Required work: Look through the listing below for the word "accordingly" and copy every line where it occurs.

Data provided:

=====

PR #671, opened 2017-06-06
Update installation document

Ichimonji10:
`pyvenv` is deprecated in favor of `python -m venv`. Update the docs
accordingly.

`pip install ...` offers some advantages over `python setup.py install`.
Update the docs accordingly. See: https://stackoverflow.com/a/15731459

### DIFF
--- a/docs/installation.rst
+++ b/docs/installation.rst
@@ -8,10 +8,10 @@ and activate a virtual environment:
 
 .. code-block:: sh
 
-    pyvenv env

=====

Output of the task:
accordingly.
Update the docs accordingly. See: https://stackoverflow.com/a/15731459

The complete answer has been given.